La información personal del Usuario a la que se tenga acceso como consecuencia de las actividades de control, mejor funcionamiento o seguridad, no podrá ser difundida públicamente excepto que se trate de un uso no autorizado, indebido o prohibido y a los estrictos fines de iniciar la pertinente denuncia administrativa y/o judicial.

7. SANCIONES

El incumplimiento o violación de estas "Políticas de Seguridad de los Recursos Informáticos", constituirán elementos de juicio para graduar las sanciones estipuladas en el Reglamento Interno del Poder Judicial, así como las civiles y penales dispuesta por ley, y siempre que se considere pertinente.
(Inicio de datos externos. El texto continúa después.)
PR #103, opened 2015-12-07
Add heuristic in TMDB script to detect movie release years

chrisaljoudi:
This enables movies named per [MythVideo's naming conventions](https://www.mythtv.org/wiki/MythVideo_File_Parsing) to succeed with TMDB metadata searches.

### DIFF
--- a/mythtv/programs/scripts/metadata/Movie/tmdb3.py
+++ b/mythtv/programs/scripts/metadata/Movie/tmdb3.py
@@ -29,6 +29,7 @@ __version__ = "0.3.7"
 
 from optparse import OptionParser
 import sys
+import re
 
 def buildSingle(inetref, opts):
     from MythTV.tmdb3.tmdb_exceptions import TMDBRequestInvalid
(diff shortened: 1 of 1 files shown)


dekarl:
I take it.
Personally I'm in favour of unifiying behaviour between recordings and videos.
Will this patch find movies where the year is off by a bit? e.g. by looking at all release events of a movie. Will this work for e.g. "Blues Brothers 2000"?
Generally we ask to have all contributions registered on trac so, they do not get overlooked when coming down the various channels.

chrisaljoudi:
@dekarl Sorry for the late response — been a bit busy.

> Will this patch find movies where the year is off by a bit?

Probably not (it's dependent on what TMDB returns). What this patch does in a nutshell:

* Say we're searching for movie with file name `str`.
* If `str` ends with a year, extract it to `year` and remove it from `str`
* Use `str` to search TMDB just as you normally would, BUT:
* Also passing `year` to the TMDB API as a "year" criterion (if we have a year)

There's already [some dead code](https://github.com/MythTV/mythtv/blob/e7e9a937c5a66b412a7f54a404894cc5bcc5b5f7/mythtv/bindings/python/tmdb3/tmdb3/tmdb_api.py#L132) (dead AFAICT), which comprises a function `searchMovieWithYear` — that function looks for a year of the form `(yyyy)` at the end of the search string and, if it finds one, includes it in the TMDB API search request.

However, it does not look like `searchMovieWithYear` is ever called. Even if it were called, the year syntax it strictly expects [contradicts the MythVideo file naming patterns as described in the Wiki](https://www.mythtv.org/wiki/MythVideo_File_Parsing).

Note that this patch *optionally* accepts parenthesis around the year.

> Will this work for e.g. "Blues Brothers 2000"?

Doesn't look like it. The detected release year we ask TMDB to filter by is 2000. That said, it's worth noting this is a far less frequently-occurring case than otherwise.

---

The only reasonable approach I can think of to solve that problem (and many others), and relating to what you said...

> unifiying behaviour between recordings and videos

Right, a major overhaul of the metadata lookup infrastructure is the way to do this if we want to fix edge cases like "Blues Brothers 2000" (and many others) and make the lookup smarter and more resilient overall.

Obviously, that's more work, and while I'd be happy to spend time on it (let me know your thoughts), it seems like what **this** patch addresses is an easy, low-hanging fruit to significantly improve success rates with movie metadata lookup.

chrisaljoudi:
@dekarl Let me know your thoughts.

chrisaljoudi:
@dekarl Ack?

dekarl:
Happy new Year! I've been thinking about this on and off.
I do agree that the documented file names should work, even though I think a hard match on exact year is not of much use against themoviedb. But I think the low hanging fruit would be to do two searches, one for "Blues Brothers", "year 2000" and another one for "Blues Brothers 2000". Maybe only do the second if the first doesn't find anything, maybe just do both and combine the results. Can you add one of the two variants?
The rewrite for better automated matching, e.g. taking movie length into account to know if its "Pixels" the short or "Pixels" the Hollywood movie, needs some more thought. Is there useful metadata in the video files that can be used for matching? e.g. cast, director, date of release, duration.

rcrdnalor:
The handling of file names ending with a year was updated by #975 in a slightly different way:
The following patterns are now allowed and are honored by the movie/tv grabbers:
- A Movie Title (YYYY).mpg
- Title/Season 1/Title (YYYY) s01e01 Subtitle.mpg
See [MythVideo File Parsing](https://www.mythtv.org/wiki/MythVideo_File_Parsingl) on the wiki
PR closed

8. TÉRMINOS y DEFINICIONES

Seguridad de la Información que se entiende como la preservación de:

• Confidencialidad: se garantiza que la información sea accesible sólo a aquellas personas autorizadas a tener acceso a la misma.
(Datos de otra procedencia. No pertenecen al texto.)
PR #105, opened 2015-12-18
Updated British English translations for Gallery

knowledgejunkie:


dekarl:
This is already being tracked over on Trac, see https://code.mythtv.org/trac/ticket/12569

PR #113, opened 2016-03-04
Add a new default video display profile called OpenMAX Normal for raspberry pi

bennettpeter:
Raspberry pi needs to use OpenMAX decoder and renderer. There should be a default display profile to assist in the frontend video playback setup. This pull request adds that to the frontend setup.

Ticket for this pull request:
https://code.mythtv.org/trac/ticket/12675


dekarl:
Fixed in 5450aa53d726708333da1e896d73876f3926a916 and 5d06abc5fd601ed955bbf9c0a5f70b039b52e9f7.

• Integridad: se salvaguarda la exactitud y totalidad de la información y los métodos de procesamiento.

• Disponibilidad: se garantiza que los usuarios autorizados tengan acceso a la información y a los recursos relacionados con la misma, toda vez que lo requieran.

Legalidad: referido al cumplimiento de las leyes, normas, reglamentaciones o disposiciones a las que está sujeto el Organismo.

Confiabilidad de la Información: es decir, que la información generada sea adecuada para sustentar la toma de decisiones y la ejecución de las misiones y funciones.

Información: Se refiere a toda comunicación o representación de conocimiento como datos, en cualquier forma, con inclusión de formas textuales, numéricas, gráficas, cartográficas, narrativas o audiovisuales, y en cualquier medio, ya sea magnético, en papel, en pantallas de computadoras, audiovisual u otro.

Sistema de Información: Se refiere a un conjunto independiente de recursos de información organizados para la recopilación, procesamiento, mantenimiento, transmisión y difusión de información según determinados procedimientos, tanto automatizados como manuales.

Tecnología: Se refiere al hardware y software operados por el Organismo o por un tercero que procese información en su nombre, para llevar a cabo una función propia del Organismo, sin tener en cuenta la tecnología utilizada, ya se trate de computación de datos, telecomunicaciones u otro tipo.

Activos:

• Recursos de información: bases de datos y archivos, documentación de sistemas, manuales de usuario, material de capacitación, procedimientos operativos o de soporte, planes de continuidad, información archivada, etc.

• Recursos de software: software de aplicaciones, sistemas operativos, herramientas de desarrollo, utilitarios, etc.

• Activos físicos: equipamiento informático (procesadores, monitores, computadoras portátiles, módems), equipos de comunicaciones (routers, PABXs, máquinas de fax, contestadores automáticos), medios magnéticos (cintas, discos), otros equipos técnicos (relacionados con el suministro eléctrico, unidades de aire acondicionado), mobiliario, lugares de emplazamiento, etc.

• Servicios: servicios informáticos y de comunicaciones, utilitarios generales (calefacción, iluminación, energía eléctrica, etc.).

Usuario: Todas aquellas personas que utilicen sistemas software, equipos informáticos y los servicios de Red provistos por el Poder Judicial.

 

9. FUENTES de INFORMACIÓN

"Modelo de Política de Seguridad de la Información para Organismos del Sector Público Nacional" (Versión 1, Julio-2005), aprobada por la Oficina Nacional de Tecnologías de Información (ONTI) de La Subsecretaría de Gestión Pública de la Jefatura de Gabinetes de Ministros.

"Régimen sobre el Uso Responsable de Elementos Informáticos", en el ámbito del Poder Ejecutivo de la Provincia de Buenos Aires. Aprobado por Decreto N° 2442, el 12 de Oct. 2.005. (Publicación B.O., 9 Nov. 2.005).

Normas y recomendaciones de la Coordinación de Emergencias en redes Teleinformáticas de la Administración Pública Argentina (ArCERT)

"Política Institucional y Procedimiento para el Uso Ético Legal de las Tecnologías de Información de la Universidad de Puerto Rico" (Universidad de Puerto Rico en Bayamón - 1999/2000).